An anonymous reader writes: Algolia is a buzzword-compliant ("Hosted Search API that delivers instant and relevant results") start-up that uses a lot of open-source software (including various strains of Linux) and a lot of solid-state disk, and as such sometimes runs into problems with each of these. Their blog this week features a fascinating look at troubles that they faced with ext4 filesystems mysteriously flipping to read-only mode: not such a good thing for machines processing a search index, not just dishing it out. The NGINX daemon serving all the HTTP(S) communication of our API was up and ready to serve the search queries but the indexing process crashed. Since the indexing process is guarded by supervise, crashing in a loop would have been understandable but a complete crash was not. As it turned out the filesystem was in a read-only mode. All right, let’s assume it was a cosmic ray
:) The filesystem got fixed, files were restored from another healthy server and everything looked fine again.
The next day another server ended with filesystem in read-only, two hours after another one and then next hour another one. Something was going on. After restoring the filesystem and the files, it was time for serious analysis since this was not a one time thing.

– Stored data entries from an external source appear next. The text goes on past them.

PR #2855, opened 2023-04-28
Don't use strnlen when len is not known

derobins:
The datatype object header message decode function was updated to do bounds checking on the decode buffer. This buffer may arrive with no buffer size via H5Tdecode(), in which case the buffer size will have been set to SIZE_MAX by the library.

This fix changes the string length calls to strlen when we don't know the buffer size (and avoids a potential compiler bug with icc 17).

### DIFF
--- a/src/H5Odtype.c
+++ b/src/H5Odtype.c
@@ -336,18 +336,31 @@ H5O__dtype_decode_helper(unsigned *ioflags /*in,out*/, const uint8_t **pp, H5T_t
             for (dt->shared->u.compnd.nmembs = 0; dt->shared->u.compnd.nmembs < nmembs;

The rest of the story explains how they isolated the problem and worked around it; it turns out that the culprit was TRIM, or rather TRIM's interaction with certain SSDs: The system was issuing a TRIM to erase empty blocks, the command got misinterpreted by the drive and the controller erased blocks it was not supposed to. Therefore our files ended-up with 512 bytes of zeroes, files smaller than 512 bytes were completely zeroed. When we were lucky enough, the misbehaving TRIM hit the super-block of the filesystem and caused a corruption.
Since SSDs are becoming the norm outside the data center as well as within, some of the problems that their analysis exposed for one company probably would be good to test for elsewhere. One upshot: As a result, we informed our server provider about the affected SSDs and they informed the manufacturer. Our new deployments were switched to different SSD drives and we don’t recommend anyone to use any SSD that is anyhow mentioned in a bad way by the Linux kernel.